BEGIN Data for analysis
PR #2612, opened 2021-06-07
Profiling tool, add in job to stage, duration, executor cpu time, fix writing to HDFS

tgravescs:
This has a few  things in it. 

- change file writer to work with writing to HDFS
- Add support for profiling tool printing job to stages to sqlid
- Add profiling tool printing the sql duration and executor cpu time, and shows with contains dataset

Output for new profiling tables look like:

```
Job Information:
+--------+-----+------------+-----+
|appIndex|jobID|stageIds    |sqlID|
+--------+-----+------------+-----+
|1       |0    |[0]         |null |
|1       |1    |[1, 2, 3, 4]|0    |
+--------+-----+------------+-----+
```

```
SQL Duration and Executor CPU Time Percent
+--------+------------------------------+-----+------------+-------------------+------------+------------------+-------------------------+
|appIndex|App ID                        |sqlID|SQL Duration|Contains Dataset Op|App Duration|Potential Problems|Executor CPU Time Percent|
+--------+------------------------------+-----+------------+-------------------+------------+------------------+-------------------------+
|1       |application_1603128018386_7759|0    |11042       |false              |119990      |null              |68.48                    |
+--------+------------------------------+-----+------------+-------------------+------------+------------------+-------------------------+

```

PR #2618, opened 2021-06-07
Correct an issue for README for tools and also correct s3 solution in Args.scala

viadea:
Correct an issue for README for tools and also correct s3 solution in Args.scala

### DIFF
--- a/tools/src/main/scala/com/nvidia/spark/rapids/tool/profiling/ProfileArgs.scala
+++ b/tools/src/main/scala/com/nvidia/spark/rapids/tool/profiling/ProfileArgs.scala
@@ -33,8 +33,7 @@ rapids-4-spark-tools_2.12-<version>.jar /path/to/eventlog1 /path/to/eventlog2
  rapids-4-spark-tools_2.12-<version>.jar /path/to/DirOfManyEventLogs
 
 # If any event log is from S3:
-# Need to download hadoop-aws-<version>.jar and aws-java-sdk-<version>.jar firstly,
-# and then put fs.s3a.access.key and fs.s3a.secret.key in $SPARK_HOME/conf/hdfs-site.xml.
+# Need to download hadoop-aws-<version>.jar and aws-java-sdk-<version>.jar firstly.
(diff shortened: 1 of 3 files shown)


tgravescs (approved):
changes look fine, will like have conflicts when https://github.com/NVIDIA/spark-rapids/pull/2612 is merged

tools/src/main/scala/com/nvidia/spark/rapids/tool/profiling/ProfileArgs.scala
```diff
@@ -33,8 +33,8 @@ rapids-4-spark-tools_2.12-<version>.jar /path/to/eventlog1 /path/to/eventlog2
  rapids-4-spark-tools_2.12-<version>.jar /path/to/DirOfManyEventLogs
 
 # If any event log is from S3:
-export AWS_ACCESS_KEY_ID=xxx
-export AWS_SECRET_ACCESS_KEY=xxx
+# Need to download hadoop-aws-<version>.jar and aws-java-sdk-<version>.jar firstly,
+# and then put fs.s3a.access.key and fs.s3a.secret.key in $SPARK_HOME/conf/hdfs-site.xml.
```
gerashegalov, line 37: S3a is a separate filesystem from HDFS. It's typically stored in core-site.xml. But you can also just configure in spark via  `spark.hadoop.fs.s3a...` settings. Environment variables should work too if EnvironmentVariableCredentialsProvider is configured. 

I suggest  that we don't go into details in our repo, and simply defer/link Hadoop/Spark docs for this.

gerashegalov (changes requested):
END Data for analysis
Task statement – Count every line of the data above that includes the word "firstly", then state the total and nothing more.

Result below – 3